Algebraic & Geometric Topology 14 (2014) 1845–1879
##### Abstract

Let ${F}_{n+m}$ be the free group of rank $n+m$, with generators ${x}_{1},\dots ,{x}_{n+m}$. An automorphism $\varphi$ of ${F}_{n+m}$ is called partially symmetric if for each $1\le i\le m$, $\varphi \left({x}_{i}\right)$ is conjugate to ${x}_{j}$ or ${x}_{j}^{-1}$ for some $1\le j\le m$. Let $\Sigma {Aut}_{n}^{m}$ be the group of partially symmetric automorphisms.
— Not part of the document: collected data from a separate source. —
PR #366, opened 2016-05-07
Replace the affine transform for camera alignment with a homography. …

hghile:
… This allows all perspective correction to be done within visicut.


t-oster:
Hi, looks very nice from the first review. I will have to set up a camera in order to test this, but I think it is nice.
However, VisiCam used to detect markers and calibrate after each image, which takes small movements of the camera into account. Now it is only calibrated once. I think it depends on your Lasercutter/Camera Setup if this works reliable.
How accurate is your calibration in practice?

mgmax:
It would be helpful for VisiCam users to have some description or suggestion to select "2" as the number of points. Otherwise there will be two homographies applied after another, which - as far as I can tell - will at best be a waste of CPU and at worst distort the already corrected image.

For reference, the previous data flow was as follows:
1. VisiCam does perspective correction and also crops the image to the area between the markers.
2. Then VisiCut does an affine transformation to take the physical scaling and also the location of the machine coordinate system origin into account.

The split between the two parts in the dataflow was mainly because VisiCut can cut a test pattern for calibration while VisiCam does not even understand that the device is a lasercutter.

hghile:
I did some test cutting following calibration and the rendered preview entirely hid the cuts of the laser.  I don't know what accuracy that is in terms of mm, but it was very good.

I tried visicam, and aside from the heavy installation burden, the accuracy with which I could place the markers at the corners of the bed and which opencv could detect them did not give good results.  And the home position of the laser carriage blocks the corners for any reasonable camera position, so in my setup it is not feasible for it to recalibrate every time.  I don't know how big an issue camera stability will be, but recalibration is only a the cost of a sheet of paper.

How important is it that visicam and visicut be split components?  Visicut does know the device is a lasercutter and it knows about a camera as input, so having it do all the processing seems OK to me.  And it's much simpler and can support standard cameras instead of requiring raspberry pi, and is faster because it isn't relying on the slower rasbperry pi for processing.  i think there shouldn't be penalty in using visicam in addition to a homography within visicut other than increased lag; the documentation for how to setup visicam seems like a good place to suggest that using 2 point affine transform is the preferred method.

pelrun:
Visicam doesn't require a Pi; you can run it on the same computer you're running Visicut if you want to.

hghile:
I guess you could run them both on one machine, but that just seems like unnecessary complexity to have to run them separately.

t-oster:
I don't think it has any disadvantages to add the homography to VisiCut because you could still use VisiCam if you want to and get the same results (if the image is corrected before by VisiCam, the Homografy in VisICut should IMHO resolve to an affine transform).
But if we already have support for the perspective correction in VisiCut, we should considder adding support for USB webcams aswell. Not every Webcam has builtin support for HTTP (which was another reason for VisiCam).

mgmax:
Does this change break old settings or are they converted to the new format?

t-oster:
As I read in the code it should convert old affine transforms automatically into corresponding homographies, but I did not test it yet

hghile:
I attempted to convert the old affine transform from settings into the new format, but as it's not a setup I was using I can't tell you with certainty that it's correct.  I can tell you that does not crash though.

mgmax:
the conversion seems to work.
Pressing cancel in the camera calibration dialog still applies the changes.

The new annotation of marker order in the camera calibration dialog by small ticks (one for the first marker, two for the second, etc.) is a little confusing at first, but still less confusing than before where the image was upside-down if you exchanged the two markers that looked exactly the same.

mgmax:
If I don't forget I will try cutting and calibrating on a real machine tomorrow.

hghile:
any chance to try it out?

t-oster:
Hi, yes I tried it and it works very nice. The marker labels could be improved of cause, but there is always room for improvement. Please rebase to current tip of develop, then I can merge it.

peteruithoven:
Could someone clarify for me how this impact usage of the webcam without VisiCam? Do I need to add markers or can I still go through the calibration proces manually?

t-oster:
The only thing this changes is, that you can use more than two markers in the camera calibration process in VisiCut, which allows to correct perspective errors. I.e. it allows for the camera image to be not perfectly perpendicular to the laser-beam.

peteruithoven:
That sounds awesome. So just to clarify, your talking about virtual / digital markers here? Not the visual / physical ones?

t-oster:
We are talking about the markers, which are physically lasered on the camera calibration page and then have to be virtually moved to match the position on the photo.

peteruithoven:
Alright, that clarified it. 
I was thinking you guys might have been talking about these kind of markers:
visicam markers

hghile:
I think i've got it synced up now

t-oster:
well, you merged develop, but rebasing creates a cleaner history. I rebased it for you and merged it. Thank you for your contribution, I think it makes the Camera feature much more useful.

PR #397, opened 2016-12-20
Do not use width="100%" height="100%" for scaling when seen in document root

jnweiger:
Fixes https://github.com/fablabnbg/VisiCut/issues/7

I am unsure, if there are other cases, where UT_PERCENT is misinterpreted. Please double check!


t-oster:
well... this does not seem to break anything in any case, so regardless of other cases, this should be merged.

jnweiger:
thanks!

We prove that for any $m\ge 0$ the inclusion $\Sigma {Aut}_{n}^{m}\to \Sigma {Aut}_{n+1}^{m}$ induces an isomorphism in rational homology for dimensions $i$ satisfying $n\ge \left(3\left(i+1\right)+m\right)∕2$, with a similar statement for the groups $P\Sigma {Aut}_{n}^{m}$ of pure partially symmetric automorphisms. We also prove that for any $n\ge 0$ the inclusion $\Sigma {Aut}_{n}^{m}\to \Sigma {Aut}_{n}^{m+1}$ induces an isomorphism in rational homology for dimensions $i$ satisfying $m>\left(3i-1\right)∕2$.

##### Keywords
partially symmetric automorphism, homological stability
##### Mathematical Subject Classification 2010
Primary: 20F65
Secondary: 20F28, 57M07